Beeba: What are the most important lessons you have learned from grief?
Maymee: There are many. But one of the most significant ones is to not take anything or anybody for granted. Grief is something that you cannot ignore. You have to go through the pain and feel it to be able to heal from it, but it's also something you never get over. It continues to come back in waves. Although it makes you feel like you're the only person in the world who's ever experienced it, you realize that everybody will experience it at some point. It's just a universal language. And I've said before - in all the difficulties of life, there's no reason to say, "why me?" We need to say, "why not me?" The irony of it is, and maybe this stems from learning not to take people for granted, but there's so many things that are more noticeable - more acute, intense - than they were before. I don't have all the answers about grief because I haven't learned all the lessons yet. I hate the phrase "a new normal" - but there is a thing about adapting and adjusting again, where you have to figure out how to go on, how to do things you never had to do before, and how to do them by yourself. And while we all grieve, no two people grieve alike.



Beeba: You walked through an unexpected breast cancer journey last year. What message would you like to share with people about that experience?
Maymee: First of all, get your mammograms on time. With that said, what I mean is to be proactive about taking care of your health - and be aware of how something as simple as a mammogram or a colonoscopy can save your life. I think breast cancer, for me, is like a lot of other things in my life. The major things in my life that have happened to me have never occurred to me to worry about. The things that I've worried about have never happened. So one good take away is - don't worry. Just do what you can to take care of yourself. And there are a lot of wonderful people out there - in the role of doctors, nurses, radiologists - who are waiting to help. It's another example of, "don't say why me...say why not me?" It can happen to anybody.

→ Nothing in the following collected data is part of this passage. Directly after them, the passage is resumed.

PR #1594, opened 2024-10-11
EL-1725 EE back button 

willc-work:
[Jira ticket](https://dsdmoj.atlassian.net/browse/EL-1725)

## What changed and why

change back button behaviour from results page when they arrive there from an ee result.

## Checklist


app/views/results/show.html.slim
```diff
@@ -5,7 +5,10 @@
     = t(@check.controlled? ? ".controlled_qualifies" : ".likely_to_qualify")
 
 - content_for :back do
-  = link_to t("generic.back"), check_answers_path(assessment_code: params[:assessment_code]), class: "govuk-back-link"
+  - if FeatureFlags.enabled?(:ee_banner, @check.session_data) && @early_result_type == "gross_income"
```
HettieS, line 8: looks good - might not be necessary at the min but to future proof this for other early result type checks, you could just check for the presence of `early_result_type` (rather than tying it to gross_income specifically), as the behaviour of going back to the previous step should be the same for all early results

HettieS: and early_result_type should only exist if they never saw 'Check Answers' (the place where we clear it out from the session)

spec/flows/early_result_spec.rb
```diff
@@ -109,6 +109,18 @@
...
       end
 
+      it "when I go straight to results and use the back button it shows the banner" do
+        confirm_screen("outgoings")
+        outgoings_url = current_path
+        expect(page).to have_content("Gross monthly income limit exceeded")
+        click_on "Go to results page"
+        expect(page).to have_current_path(/\A\/check-result/)
+        expect(page).to have_content "Your client's key eligibility totals"
+        visit outgoings_url # simulates using the back button to return to outgoings
```
HettieS, line 119: I see why you've done this - I wonder if we can add a test that really checks the back button is working as expected? Perhaps an end2end test might work? But not too sure

HettieS (approved):
Approved but would love to see if we can add another test to really verify the back button goes to the right place

app/views/results/show.html.slim
HettieS: ooooh actually it's wouldn't exist for short checks e.g. passported! So maybe this is the best way for now, or maybe the condition is check for early result and check it isn't a 'short check'...will leave to you!

willc-work: I have changed it to:
`if FeatureFlags.enabled?(:ee_banner, @check.session_data) && @early_result_type`

spec/flows/early_result_spec.rb
willc-work: I did spend some time trying to get the back button to work, essentially as we move from ` def early_result_redirect` to `def show` in `results_controller.rb` we lose the ` @previous_step = params[:step].to_sym` value. This doesnt matter to the back button as the browser handles it and so does our back link.

To get the test to work we would need to add code that would only be there for the test to work, which is bad coding.

Having looked at the other uses of this pattern I think it is comething we have come up against on previous occassions and then this workaround has been adopted. So I think a lot of developer time has already been spent on trying to fix this issue and I dont think it is that important an issue. 

The current test checks that on returm to the page we still see the banner. We can manually test that it works as part of UAT and I think we can assure ourselves that the functionality is there without having to cover it with an automated test.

Beeba: What is your definition of pure contentment?
Maymee: I don't know. I think I am pretty content all the time. I find myself most content when I know that all my children and grandchildren are ok. A long time ago, I heard the phrase, "I want to live simply so that others may simply live." I find the simpler I live, the more content I am. I consider myself a minimalistic person. Although I sit here in a house that's nice, surrounded by stuff, most of it's not mine. You can just get by on so little.

Beeba: Where is your favorite place to be?
Maymee: I like to be with my family. I like to be at home. I like to be at the ocean, the mounatins, nature. Nature brings me a lot of contentment.

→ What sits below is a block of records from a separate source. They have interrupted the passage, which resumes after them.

PR #1604, opened 2024-10-16
EL-1781 Rails update to 7.2.1

willc-work:
[Jira ticket](https://dsdmoj.atlassian.net/browse/EL-1782)

## What changed and why

update rails version to 7.2.1
add ORM specific databasse cleaner gem because the original gem is no longer compatible with rails >=7.2
the `alias_attribute` method has been partly deprecated, unfortunately the part that was deprecated was the feature we were using. Replaced with `alias_method`

https://guides.rubyonrails.org/7_2_release_notes.html
from changelog:
Remove deprecated support to call alias_attribute with non-existent attribute names.

## Checklist


app/forms/additional_property_details_form.rb
```diff
@@ -7,7 +7,8 @@ class AdditionalPropertyDetailsForm
   ITEMS_SESSION_KEY = "additional_properties".freeze
   ITEM_MODEL = AdditionalPropertyModel
   ATTRIBUTES = %i[additional_properties].freeze
-  alias_attribute :additional_properties, :items
+  alias_method :additional_properties, :items
+  alias_method :additional_properties=, :items=
```
MazOneTwoOne, line 11: This took me quite a bit of reading to understand. 

Just leaving this here in case it comes in handy in the future. They may look to add in [alias_association](https://github.com/rails/rails/pull/49801) into a future version of rails, which might be useful.

MazOneTwoOne (approved):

Beeba: What are your goals for yourself in this season of life?
Maymee: Without sounding too dramatic, every morning I get up and quote Harriet Tubman. When she was running the Underground Railroad and she had a target on her back, she was asked, "how do you do this day after day?" And she said, "I get up every morning and say - I don't know where to go or what to do, but I put my trust in You." I honestly want to do with the rest of my life whatever it is the Lord wants me to do. I want to be able to serve my family, my friends, to help young people in whatever way I can. But through it all to make my life have some purpose, meaning, that glorifies God.

Beeba: Is there anything that we've talked about that you want to say more about?
Maymee: When you think about what's happened in my life, a biggie is that I should have never been able to go to school. I've never applied for a job in my life. They were always just thrown in my lap. So I just have to believe that God orchestrated my life. It shouldn't have happened the way that it did, and to be able to do the things that I did - it overwhelms me, because I feel like I took it all so for granted. And that's why I'm so adamant about making sure I'm doing whatever I'm supposed to do.